→ INSTRUCTIONS FOR THE TASK
Your answer should be the full listing, copied word for word.

→ DATA PROVIDED
====

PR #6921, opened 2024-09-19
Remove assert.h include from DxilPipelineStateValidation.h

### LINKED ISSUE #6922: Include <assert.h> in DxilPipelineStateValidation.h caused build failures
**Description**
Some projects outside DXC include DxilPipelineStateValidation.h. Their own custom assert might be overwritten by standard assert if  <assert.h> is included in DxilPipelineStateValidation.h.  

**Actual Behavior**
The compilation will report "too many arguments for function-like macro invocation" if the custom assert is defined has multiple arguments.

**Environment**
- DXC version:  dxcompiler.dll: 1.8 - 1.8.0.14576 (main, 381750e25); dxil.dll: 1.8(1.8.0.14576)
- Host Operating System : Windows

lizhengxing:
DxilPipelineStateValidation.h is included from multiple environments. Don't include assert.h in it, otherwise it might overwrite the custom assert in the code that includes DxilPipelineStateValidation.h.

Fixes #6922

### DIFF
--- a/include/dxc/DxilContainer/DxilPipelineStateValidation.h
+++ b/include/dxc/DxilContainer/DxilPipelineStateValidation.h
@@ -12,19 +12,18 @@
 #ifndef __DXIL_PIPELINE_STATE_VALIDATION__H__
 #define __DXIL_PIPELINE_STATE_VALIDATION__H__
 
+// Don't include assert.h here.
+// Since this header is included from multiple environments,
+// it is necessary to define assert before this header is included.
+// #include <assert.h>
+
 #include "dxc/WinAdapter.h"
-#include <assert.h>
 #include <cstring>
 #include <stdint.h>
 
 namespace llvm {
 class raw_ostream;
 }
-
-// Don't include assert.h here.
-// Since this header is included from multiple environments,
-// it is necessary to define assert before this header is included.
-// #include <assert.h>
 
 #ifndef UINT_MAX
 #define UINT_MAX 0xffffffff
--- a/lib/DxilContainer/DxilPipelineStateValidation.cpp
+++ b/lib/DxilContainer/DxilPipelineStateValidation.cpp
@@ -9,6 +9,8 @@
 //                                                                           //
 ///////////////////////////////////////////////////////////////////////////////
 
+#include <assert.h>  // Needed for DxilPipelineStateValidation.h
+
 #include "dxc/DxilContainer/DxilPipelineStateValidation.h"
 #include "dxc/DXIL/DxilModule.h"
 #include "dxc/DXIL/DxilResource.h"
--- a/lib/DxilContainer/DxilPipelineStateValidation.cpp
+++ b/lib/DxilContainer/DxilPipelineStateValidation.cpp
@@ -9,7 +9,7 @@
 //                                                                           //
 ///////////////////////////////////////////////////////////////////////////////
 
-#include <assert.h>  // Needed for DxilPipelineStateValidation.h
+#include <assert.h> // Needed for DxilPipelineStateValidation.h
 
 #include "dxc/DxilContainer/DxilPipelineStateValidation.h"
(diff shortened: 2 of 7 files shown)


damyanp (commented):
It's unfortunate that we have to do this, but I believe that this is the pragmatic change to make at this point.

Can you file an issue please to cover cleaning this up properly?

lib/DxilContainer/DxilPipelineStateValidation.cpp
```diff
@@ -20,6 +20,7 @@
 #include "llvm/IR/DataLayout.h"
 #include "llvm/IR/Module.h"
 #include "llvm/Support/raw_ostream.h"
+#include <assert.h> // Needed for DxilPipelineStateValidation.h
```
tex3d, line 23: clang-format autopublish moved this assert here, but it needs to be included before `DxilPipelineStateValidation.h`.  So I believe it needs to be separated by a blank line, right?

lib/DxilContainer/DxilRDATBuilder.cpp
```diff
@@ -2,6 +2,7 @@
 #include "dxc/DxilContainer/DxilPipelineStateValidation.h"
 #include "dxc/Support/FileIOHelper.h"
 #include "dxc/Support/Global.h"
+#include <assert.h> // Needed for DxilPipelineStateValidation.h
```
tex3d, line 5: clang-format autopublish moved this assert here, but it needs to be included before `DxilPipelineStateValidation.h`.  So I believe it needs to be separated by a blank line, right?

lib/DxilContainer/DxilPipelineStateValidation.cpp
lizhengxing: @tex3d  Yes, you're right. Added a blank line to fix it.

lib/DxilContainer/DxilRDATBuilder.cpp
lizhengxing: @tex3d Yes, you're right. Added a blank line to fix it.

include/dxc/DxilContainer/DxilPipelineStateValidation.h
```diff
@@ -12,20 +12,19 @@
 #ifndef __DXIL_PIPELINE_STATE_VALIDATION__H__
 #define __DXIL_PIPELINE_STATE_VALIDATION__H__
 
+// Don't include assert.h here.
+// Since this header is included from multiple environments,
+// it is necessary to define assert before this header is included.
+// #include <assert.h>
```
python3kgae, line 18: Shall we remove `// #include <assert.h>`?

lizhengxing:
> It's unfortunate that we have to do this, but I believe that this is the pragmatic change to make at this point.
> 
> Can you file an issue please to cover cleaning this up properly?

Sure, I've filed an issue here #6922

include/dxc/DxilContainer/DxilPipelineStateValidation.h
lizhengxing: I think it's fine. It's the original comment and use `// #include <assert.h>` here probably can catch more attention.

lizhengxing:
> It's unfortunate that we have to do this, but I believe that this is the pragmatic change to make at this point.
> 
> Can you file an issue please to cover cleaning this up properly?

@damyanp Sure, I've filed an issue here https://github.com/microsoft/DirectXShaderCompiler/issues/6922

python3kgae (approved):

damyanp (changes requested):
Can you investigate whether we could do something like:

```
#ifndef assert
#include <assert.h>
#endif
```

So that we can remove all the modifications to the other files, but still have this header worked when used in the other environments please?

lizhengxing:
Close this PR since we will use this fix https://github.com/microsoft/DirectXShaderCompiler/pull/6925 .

====

→ WRITTEN SOLUTION
PR #6921, opened 2024-09-19
Remove assert.h include from DxilPipelineStateValidation.h

### LINKED ISSUE #6922: Include <assert.h> in DxilPipelineStateValidation.h caused build failures
**Description**
Some projects outside DXC include DxilPipelineStateValidation.h. Their own custom assert might be overwritten by standard assert if  <assert.h> is included in DxilPipelineStateValidation.h.  

**Actual Behavior**
The compilation will report "too many arguments for function-like macro invocation" if the custom assert is defined has multiple arguments.

**Environment**
- DXC version:  dxcompiler.dll: 1.8 - 1.8.0.14576 (main, 381750e25); dxil.dll: 1.8(1.8.0.14576)
- Host Operating System : Windows

lizhengxing:
DxilPipelineStateValidation.h is included from multiple environments. Don't include assert.h in it, otherwise it might overwrite the custom assert in the code that includes DxilPipelineStateValidation.h.

Fixes #6922

### DIFF
--- a/include/dxc/DxilContainer/DxilPipelineStateValidation.h
+++ b/include/dxc/DxilContainer/DxilPipelineStateValidation.h
@@ -12,19 +12,18 @@
 #ifndef __DXIL_PIPELINE_STATE_VALIDATION__H__
 #define __DXIL_PIPELINE_STATE_VALIDATION__H__
 
+// Don't include assert.h here.
+// Since this header is included from multiple environments,
+// it is necessary to define assert before this header is included.
+// #include <assert.h>
+
 #include "dxc/WinAdapter.h"
-#include <assert.h>
 #include <cstring>
 #include <stdint.h>
 
 namespace llvm {
 class raw_ostream;
 }
-
-// Don't include assert.h here.
-// Since this header is included from multiple environments,
-// it is necessary to define assert before this header is included.
-// #include <assert.h>
 
 #ifndef UINT_MAX
 #define UINT_MAX 0xffffffff
--- a/lib/DxilContainer/DxilPipelineStateValidation.cpp
+++ b/lib/DxilContainer/DxilPipelineStateValidation.cpp
@@ -9,6 +9,8 @@
 //                                                                           //
 ///////////////////////////////////////////////////////////////////////////////
 
+#include <assert.h>  // Needed for DxilPipelineStateValidation.h
+
 #include "dxc/DxilContainer/DxilPipelineStateValidation.h"
 #include "dxc/DXIL/DxilModule.h"
 #include "dxc/DXIL/DxilResource.h"
--- a/lib/DxilContainer/DxilPipelineStateValidation.cpp
+++ b/lib/DxilContainer/DxilPipelineStateValidation.cpp
@@ -9,7 +9,7 @@
 //                                                                           //
 ///////////////////////////////////////////////////////////////////////////////
 
-#include <assert.h>  // Needed for DxilPipelineStateValidation.h
+#include <assert.h> // Needed for DxilPipelineStateValidation.h
 
 #include "dxc/DxilContainer/DxilPipelineStateValidation.h"
(diff shortened: 2 of 7 files shown)


damyanp (commented):
It's unfortunate that we have to do this, but I believe that this is the pragmatic change to make at this point.

Can you file an issue please to cover cleaning this up properly?

lib/DxilContainer/DxilPipelineStateValidation.cpp
```diff
@@ -20,6 +20,7 @@
 #include "llvm/IR/DataLayout.h"
 #include "llvm/IR/Module.h"
 #include "llvm/Support/raw_ostream.h"
+#include <assert.h> // Needed for DxilPipelineStateValidation.h
```
tex3d, line 23: clang-format autopublish moved this assert here, but it needs to be included before `DxilPipelineStateValidation.h`.  So I believe it needs to be separated by a blank line, right?

lib/DxilContainer/DxilRDATBuilder.cpp
```diff
@@ -2,6 +2,7 @@
 #include "dxc/DxilContainer/DxilPipelineStateValidation.h"
 #include "dxc/Support/FileIOHelper.h"
 #include "dxc/Support/Global.h"
+#include <assert.h> // Needed for DxilPipelineStateValidation.h
```
tex3d, line 5: clang-format autopublish moved this assert here, but it needs to be included before `DxilPipelineStateValidation.h`.  So I believe it needs to be separated by a blank line, right?

lib/DxilContainer/DxilPipelineStateValidation.cpp
lizhengxing: @tex3d  Yes, you're right. Added a blank line to fix it.

lib/DxilContainer/DxilRDATBuilder.cpp
lizhengxing: @tex3d Yes, you're right. Added a blank line to fix it.

include/dxc/DxilContainer/DxilPipelineStateValidation.h
```diff
@@ -12,20 +12,19 @@
 #ifndef __DXIL_PIPELINE_STATE_VALIDATION__H__
 #define __DXIL_PIPELINE_STATE_VALIDATION__H__
 
+// Don't include assert.h here.
+// Since this header is included from multiple environments,
+// it is necessary to define assert before this header is included.
+// #include <assert.h>
```
python3kgae, line 18: Shall we remove `// #include <assert.h>`?

lizhengxing:
> It's unfortunate that we have to do this, but I believe that this is the pragmatic change to make at this point.
> 
> Can you file an issue please to cover cleaning this up properly?

Sure, I've filed an issue here #6922

include/dxc/DxilContainer/DxilPipelineStateValidation.h
lizhengxing: I think it's fine. It's the original comment and use `// #include <assert.h>` here probably can catch more attention.

lizhengxing:
> It's unfortunate that we have to do this, but I believe that this is the pragmatic change to make at this point.
> 
> Can you file an issue please to cover cleaning this up properly?

@damyanp Sure, I've filed an issue here https://github.com/microsoft/DirectXShaderCompiler/issues/6922

python3kgae (approved):

damyanp (changes requested):
Can you investigate whether we could do something like:

```
#ifndef assert
#include <assert.h>
#endif
```

So that we can remove all the modifications to the other files, but still have this header worked when used in the other environments please?

lizhengxing:
Close this PR since we will use this fix https://github.com/microsoft/DirectXShaderCompiler/pull/6925 .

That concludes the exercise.